By 1957, the old order was mostly re-established as fourteen of the fifteen judges were endorsed for re-election by both parties and returned to office without opposition. The fifteenth, 75-year-old Joseph L. Kun, was President Judge of the Court of Common Pleas and had served on the court for thirty years. In February, lawyers from the city bar association voted by a 2-to-1 margin to not endorse his re-election, calling him unqualified to hold office. Despite the bipartisan effort against him among the city's lawyers, Kun filed for re-election in both parties' primaries. Kun won the Republican nomination handily, but lost the Democratic nomination to Earl Chudoff, a member of the federal House of Representatives from Pennsylvania's 4th congressional district. In November, Chudoff won easily, taking 58% of the vote. Kun, already in poor health, retired from the profession of law and died in 1961. Chudoff remained on the bench until 1974.

There were also thirteen seats open for magistrate, a local court, the duties of which are now performed by the Philadelphia Municipal Court. In the magistrate races, each political party could nominate eight candidates, and voters could only vote for eight, with the result being that the majority party could only take eight of the thirteen seats, leaving five for the minority party. The Democrats took the maximum number of eight magistracies, with incumbents Vincent A. Dean and William Cibotti leading the ticket.
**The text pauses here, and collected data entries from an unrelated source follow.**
PR #5861, opened 2015-08-05
Ringbuffer for new client

pveentjer:


hazelcast-client-new/src/main/java/com/hazelcast/client/proxy/ClientRingbufferProxy.java
```diff
@@ -0,0 +1,248 @@
...
+    @Override
+    protected void onInitialize() {
+        partitionId = getContext().getPartitionService().getPartitionId(getName());
+        final SerializationService serializationService = getContext().getSerializationService();
+
+        readManyAsyncResponseDecoder = new ClientMessageDecoder() {
+            @Override
+            public PortableReadResultSet decodeClientMessage(ClientMessage clientMessage) {
+                Data response = RingbufferReadManyCodec.decodeResponse(clientMessage).response;
+                PortableReadResultSet readResultSet = serializationService.toObject(response);
```
sancar: This usage does not seem to fit to client protocol. 
Only user specific data should come as Data in protocol. Anything primitive or structures encapsulating Data like List, Set , EntryView .. etc can be seen clearly in protocol.
You are gonna need to explain what is PortableResultSet in protocol. We used similar approaches in a couple of places. An example is EntryView 
https://github.com/hazelcast/hazelcast/blob/master/hazelcast/src/main/java/com/hazelcast/client/impl/protocol/template/ResponseTemplate.java#L76

https://github.com/hazelcast/hazelcast/blob/master/hazelcast/src/main/java/com/hazelcast/client/impl/protocol/template/ResponseTemplate.java#L76

hazelcast-client-new/src/main/java/com/hazelcast/client/proxy/ClientRingbufferProxy.java
```diff
@@ -0,0 +1,248 @@
...
+    private static void checkSequence(long sequence) {
+        if (sequence < 0) {
+            throw new IllegalArgumentException("sequence can't be smaller than 0, but was: " + sequence);
+        }
+    }
+
+    @Override
+    protected <T> T invoke(ClientMessage req) {
+        req.setPartitionId(partitionId);
+        return super.invoke(req);
```
sancar: This will be invoked on a random node, and  I think intention as to send to request to owner of partition. 
This will call the 
```
 new ClientInvocation(getClient(), clientMessage).invoke();
```
We need the send via following
```
 new ClientInvocation(getClient(), clientMessage, partitionId).invoke();
```
And setting partition id on message will be done internally by client invocation system.

I think it make sense to add a method as following to ClientProxy for these kind of usages

```
  protected <T> T invoke(ClientMessage clientMessage, int partitionId) {
        try {
            final Future future = new ClientInvocation(getClient(), clientMessage, partitionId).invoke();
            return (T) future.get();
        } catch (Exception e) {
        }
    }
```

hazelcast-client-new/src/main/java/com/hazelcast/client/proxy/ClientRingbufferProxy.java
```diff
@@ -0,0 +1,248 @@
...
+        ClientMessage request = RingbufferReadManyCodec.encodeRequest(
+                getName(),
+                startSequence,
+                minCount,
+                maxCount,
+                toData(filter));
+        request.setPartitionId(partitionId);
+
+        try {
+            ClientInvocationFuture invocationFuture = new ClientInvocation(getClient(), request).invoke();
```
sancar: see https://github.com/hazelcast/hazelcast/pull/5861/files#r36734618

hazelcast-client-new/src/main/java/com/hazelcast/client/proxy/ClientRingbufferProxy.java
```diff
@@ -0,0 +1,248 @@
...
+        for (E e : collection) {
+            throwExceptionIfNull(e);
+            valueList.add(toData(e));
+        }
+
+        ClientMessage request = RingbufferAddAllCodec.encodeRequest(getName(), valueList, overflowPolicy.getId());
+        request.setPartitionId(partitionId);
+
+        try {
+            ClientInvocationFuture invocationFuture = new ClientInvocation(getClient(), request).invoke();
```
sancar: see https://github.com/hazelcast/hazelcast/pull/5861/files#r36734618

hazelcast-client-new/src/main/java/com/hazelcast/client/proxy/ClientRingbufferProxy.java
```diff
@@ -0,0 +1,248 @@
...
+    public ICompletableFuture<Long> addAsync(E item, OverflowPolicy overflowPolicy) {
+        checkNotNull(item, "item can't be null");
+        checkNotNull(overflowPolicy, "overflowPolicy can't be null");
+
+        Data element = toData(item);
+        ClientMessage request = RingbufferAddCodec.encodeRequest(getName(), overflowPolicy.getId(), element);
+        request.setPartitionId(partitionId);
+
+        try {
+            ClientInvocationFuture invocationFuture = new ClientInvocation(getClient(), request).invoke();
```
sancar: see https://github.com/hazelcast/hazelcast/pull/5861/files#r36734618

hazelcast-client-new/src/main/java/com/hazelcast/client/proxy/ClientRingbufferProxy.java
pveentjer: What should I see there?

hazelcast-client-new/src/main/java/com/hazelcast/client/proxy/ClientRingbufferProxy.java
pveentjer: Why do you think it is invoked on a random node? The partition id is set.

hazelcast-client-new/src/main/java/com/hazelcast/client/proxy/ClientRingbufferProxy.java
sancar: I was trying to gave a link to my comment. I updated the link.

hazelcast-client-new/src/main/java/com/hazelcast/client/proxy/ClientRingbufferProxy.java
sancar: As I explained, your code is calling wrong constructor of ClientInvocation, and if you follow the code, you will see that setting partition id on client message does not guarantee that your request will go to correct node.

hazelcast-client-new/src/test/java/com/hazelcast/client/ringbuffer/RingbufferTest.java
```diff
@@ -0,0 +1,223 @@
...
+    private Ringbuffer<String> clientRingbuffer;
+    private Ringbuffer<String> serverRingbuffer;
+
+    @BeforeClass
+    public static void init() {
+        setLoggingLog4j();
+        Config config = new Config();
+        config.addRingBufferConfig(new RingbufferConfig("rb*").setCapacity(CAPACITY));
+
+        server = Hazelcast.newHazelcastInstance(config);
```
sancar: Is there any reason for not to use mocked network here ?

pveentjer: Can you point me to an example test.

hazelcast/src/main/java/com/hazelcast/client/impl/protocol/task/ringbuffer/RingbufferAddMessageTask.java
```diff
@@ -0,0 +1,81 @@
...
+    }
+
+    @Override
+    protected RingbufferAddCodec.RequestParameters decodeClientMessage(ClientMessage clientMessage) {
+        return RingbufferAddCodec.decodeRequest(clientMessage);
+    }
+
+    @Override
+    public Object[] getParameters() {
+        return null;
```
sancar: `add` should return the parameter.value .
And `addAsync` should return parameter.value along with OverflowPolicy.getById(parameters.overflowPolicy))
We had these security checks and permissions for all distributed objects so far, and we tests of these also available in enterprise repo. Is it on your agenda to add these ?

hazelcast/src/main/java/com/hazelcast/client/impl/protocol/task/ringbuffer/RingbufferAddMessageTask.java
```diff
@@ -0,0 +1,81 @@
...
+    }
+
+    @Override
+    public Permission getRequiredPermission() {
+        return null;
+    }
+
+    @Override
+    public String getMethodName() {
+        return "add";
```
sancar: We made two distinct message types to be able to return correct method name for operations like map.put and map.putAsync. You might want to do the same here.

hazelcast-client-new/src/test/java/com/hazelcast/client/ringbuffer/RingbufferTest.java
sancar: Almost all client tests are using it right now. 
Example, https://github.com/hazelcast/hazelcast/blob/master/hazelcast-client-new/src/test/java/com/hazelcast/client/map/ClientMapTest.java

hazelcast/src/main/java/com/hazelcast/client/impl/protocol/task/ringbuffer/RingbufferAddMessageTask.java
pveentjer: #1 add should return the parameter.value .
No idea what you mean. 

#And addAsync should return parameter.value along with 
No idea what you mean

#We had these security checks and permissions for all distributed objects so far, and we tests of these also available in enterprise repo. Is it on your agenda to add these ?  

No. It isn't on my agenda.

hazelcast/src/main/java/com/hazelcast/client/impl/protocol/task/ringbuffer/RingbufferAddMessageTask.java
pveentjer: I think that adds to code bloat. Don't know if that is the right way forward.

sancar: I am not really fond of that solution, but this way code is broken. 

Note: Old way was to send a boolean to server just to be able to return correct name, We prefered this solution over that one.

pveentjer: I fail to see what is broken.

hazelcast/src/main/java/com/hazelcast/client/impl/protocol/task/ringbuffer/RingbufferAddMessageTask.java
pveentjer: For #1; I guess you mean the content of the arguments. Why is this code not generated? Since it already is part of the parameters fields.

pveentjer: It is unclear from the documentation if getParameters can be null.

```
 @Override
        return null;
    }
```

So is the following valid?

hazelcast-client-new/src/test/java/com/hazelcast/client/ringbuffer/RingbufferTest.java
pveentjer: I have updated the test.

hazelcast/src/main/java/com/hazelcast/client/impl/protocol/task/ringbuffer/RingbufferAddMessageTask.java
sancar: Each proxy have as following
https://github.com/hazelcast/hazelcast-enterprise/blob/master/hazelcast-enterprise-client/src/test/java/com/hazelcast/client/security/MapSecurityInterceptorTest.java

If we implement one for RingBuffer, the test will fail, hence it is broken.

hazelcast/src/main/java/com/hazelcast/client/impl/protocol/task/ringbuffer/RingbufferAddMessageTask.java
sancar: #So is the following valid?  
It will not make the the supposedly written tests pass. 

Method should be as following for `ringbuffer.add ` :
```
 @Override
        return parameters.value;
    }
```

Method should be as following for `ringbuffer.addAsync ` :
```
 @Override
        return new Object[]{parameters.value, OverflowPolicy.getById(parameters.overflowPolicy) };
    }
```

We talked about we should generate those but we came across to some obstacles to do so. 
1) getParameters should be consistent with user api not with codec template, we should introduce an new annotation that we should put on top of public api. 
2) We need to generate a partial message task , some methods will be generated some methods will be hand-written. 

 2.1)One idea was to make generated code base class and extend from that, but it also did not fit into design. If we would have multiple inheritance in java, we can  implement this. 
.......
I am starting to getting into detail more than I should,  If you are interested we can discuss what we tried and your ideas to generate these parts also.

hazelcast/src/main/java/com/hazelcast/client/impl/protocol/task/ringbuffer/RingbufferAddMessageTask.java
pveentjer: I added the async versions of the task where needed and renamed where needed.

sancar:
:+1:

Republicans were held to just the five slots allotted them, with incumbent Benjamin W. Schwartz taking the most votes of his party's nominees.

==Ballot questions==
In the primary ballot, voters agreed to divide the 35th ward into seven wards, accounting for the increased settlement in the city's Northeast section that made the ward extremely populous. The action brought the total number of wards to 58. The measure had support from both parties and passed overwhelmingly. In the general election, two loans questions were on the ballot: $16 million for general municipal improvements, and $10 million for water and sewer systems. Both measures passed.